In my direct experience, I feel I’ve been given every opportunity and even some advantages because I am a woman. That said, as I’ve advanced in my career, I’ve become more aware of the subtle ways that there is still bias in the workplace. In some departments, the culture of testosterone can still be felt in something as simple as how questions are asked in seminars. There have been a few moments where I felt that the way certain senior male colleagues were talking to me was impacted by my gender in a way that was not OK and was uncomfortable. I hope that those types of interactions fade out with time.
What strategies are you employing around diversity, equity and inclusion?
All my life I have been invested in diversity, equity and inclusion. I volunteered in various communities where I was doing my studies to encourage young people of color and help them get into STEM. As a faculty member, I made a point to recruit women, minorities and international students to my lab. In fact, when I started, more Spanish was spoken in my lab than English. Attracting the greatest pool of talent to STEM is very important to me.

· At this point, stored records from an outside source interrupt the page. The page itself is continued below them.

PR #3632, opened 2023-02-22
Schema types cleanup

jeffsee55:
Deprecate and reconfigure internal types. Most user-facing types should remain unchanged aside from a couple of bug fixes:

- Fix missing `indexed` and `indexes` properties on `collection` and `field` configs.

For the most part anything like `TinaCloud<Something>` or `<Something>Inner` and `<Something>Enriched` and `<Something>Base` has been removed in favor of just `<Something>`, which accepts an optional generic `WithNamespace` (`false` by default), that should usually be `true` internally because it indicates that we've processed the schema and added the `namespace` property to all of the fields.

Deprecations

```
CollectionFieldsWithNamespace
CollectionTemplates
CollectionTemplatesWithNamespace
GlobalTemplate
ObjectType
ReferenceType
ReferenceTypeInner
ReferenceTypeWithNamespace
RichTextType
RichTypeWithNamespace
TinaCloudCollection
TinaCloudCollectionBase
TinaCloudCollectionEnriched
TinaCloudSchema
TinaCloudSchemaBase
TinaCloudSchemaConfig
TinaCloudSchemaEnriched
TinaCloudSchemaWithNamespace
TinaCloudTemplateBase
TinaCloudTemplateEnriched
TinaFieldBase
TinaFieldEnriched
TinaFieldInner
TinaTemplate
```

Removals

```
Templatable
TinaIndex
ResolveFormArgs
```


packages/@tinacms/graphql/src/builder/index.ts
```diff
@@ -552,6 +545,7 @@ export class Builder {
             ],
           })
         }
+      // TODO: Should we throw here?
```
logan-anderson, line 548: We I think we could throw an error here. It theoretically should never happen since we check to make sure the length of fields or templates is greater then 1.

packages/tinacms/src/index.ts
```diff
@@ -63,10 +59,6 @@ export type TinaCloudCollection = Collection
  * @deprecated use `Collection` instead
  */
 export type TinaCollection = Collection
-/**
- * @deprecated use `Schema` instead
- */
```
logan-anderson, line 68: Just a note: I think we might still use some of these deprecated types in the tina-cloud-starter. We will have to update the starter once this PR goes though.

logan-anderson:
@jeffsee55 This looks good. Any idea why the E2E tests are all failing? I don't see any changes that update the UI.

packages/tinacms/src/tina-cms.tsx
```diff
@@ -245,23 +240,7 @@ export const TinaCMSProvider2 = ({
         schema={{ ...schema, config: { ...schema.config, ...props } }}
       >
         <style>{styles}</style>
-        <ErrorBoundary>
-          <DocumentCreator documentCreatorCallback={documentCreatorCallback} />
-          <TinaDataProvider formifyCallback={formifyCallback}>
```
logan-anderson, line 250: It is this change here that is breaking the tests. The example is out of date and is still using the "old way". I can update the example

packages/tinacms/src/index.ts
jeffsee55: I deleted it because `TinaSchema` is actually the class so this was actually wrong. I don't see it over in our starter though anyway

Issue #3621, opened 2023-02-17
Objects with list requires array return value for validate function, causing error message to not be shown


jono-vidyard:
### Describe the issue that you're seeing. Any Loom videos or screenshots usually help a lot!

Possible followup to: 

- https://discord.com/channels/835168149439643678/1059921499508723812/1059926309175828480
- https://github.com/tinacms/tinacms/issues/3495

For some reason, the `validate` function seems to require a return value of `Type[]` when being used with an object with list, according to `node_modules/@tinacms/schema-tools/dist/types.d.ts` for `UIField`:

![Screen Shot 2023-02-17 at 10 48 48 AM](https://user-images.githubusercontent.com/88905506/219758674-be79a3db-0945-43a4-b904-d28c09d53e66.png)

This seems counterintuitive - to me, the function should always return `string | void | undefined` regardless. As expected, when the function returns `Type[]`, it does not display the message in the UI.

### Reproduction

N/A (in the code)

### Steps to reproduce

The following appears to be valid and generates no TypeScript errors.

```
const innerFields: ObjectField = {
  type: 'object',
  label: 'Column Items',
  name: 'items',
  list: true,
  ui: {
    itemProps: (item) => {
      return {
        label: item?.title,
      };
    },
    validate: (items) => {
      if (items?.length < 2 || items?.length > 4) {
        return ['Columns must have between 2-4 items'];
      }
    },
    defaultItem: {
      ...defaultColumn,
    },
  },
  fields: [
    {
      type: 'string',
      label: 'Title',
      name: 'title',
    },
    {
      type: 'string',
      label: 'Text',
      name: 'text',
      ui: {
        component: 'textarea',
      },
    }
  ]
}

const defaultColumn = {
  title: 'Test Column',
  text: 'Description',
};

export const columnBlockSchema: Template = {
  name: 'columns',
  label: 'Columns (limit 2-4)',
  ui: {
    previewSrc: '/blocks/columns.png',
    defaultItem: {
      items: [defaultColumn, defaultColumn, defaultColumn],
    },
  },
  fields: [
    innerFields
  ]
};
```

You'll notice that the return value for the `validate` function is: `['Columns must have between 2-4 items'];`

Attempting to return as a string as expected: `'Columns must have between 2-4 items';` gives the following TypeScript error indicating the message should be `string[] | void`:

[...]

PR #3634, opened 2023-02-23
Fix issue where return type for  was incorrect

jeffsee55:
Closes https://github.com/tinacms/tinacms/issues/3621

### DIFF
--- a/packages/@tinacms/schema-tools/src/types.ts
+++ b/packages/@tinacms/schema-tools/src/types.ts
@@ -186,7 +186,7 @@ type UIField<Type, List extends boolean> = {
     allValues: { [key: string]: any },
     meta: Meta,
     field: UIField<Type, List>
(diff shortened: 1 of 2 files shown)


packages/@tinacms/schema-tools/src/types.ts
```diff
@@ -186,7 +186,7 @@ type UIField<Type, List extends boolean> = {
     allValues: { [key: string]: any },
     meta: Meta,
     field: UIField<Type, List>
-  ): (List extends true ? Type[] : Type) | undefined | void
```
logan-anderson, line 189: What is the issue here? 

For a string field `Type` should be `string`

logan-anderson (changes requested):

logan-anderson (approved):
Disregard my previous comment.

I am now working to start local partnerships with schools near Caltech that have a high proportion of first-generation and underrepresented minority students to develop teaching and mentoring relationships between our graduate students and the students at those institutions. We believe that the pool of talent is distributed uniformly across the population. In order for Caltech to continue to be one of the best schools for science and engineering in the world, it needs to look like our population.
We’ve been doing much better with regard to Latinx recruiting at the undergrad level. We’re aspiring to do as well at the graduate, postdoctoral and faculty levels for all people of color. It takes time, but we are building a pipeline in a very sincere way. I’m optimistic and think we’re going to get there.
What advice do you have for young people? Do you have any words of wisdom?
Be true to yourself and what excites you. Don’t be afraid of failing. If you are genuinely interested in something, go for it. Don’t let getting one bad grade deter you. Recognize that you’re playing the long game, and that you can excel in something long-term even if you need a little bit of a stepping stone in the short term.
There are so many challenges in the world today. What’s keeping you up at night right now?
I worry that our society is too focused on individualism and individual rights, before the collective good. That is something that is very troubling, and we must change our mind-sets if we’re going to address the myriad challenges in the century ahead. I think that climate change is the existential challenge of our time. It’s the type of thing that must be handled in a collective way, internationally, globally. And so the worry is, are we going to be able to pull that off? I don’t know.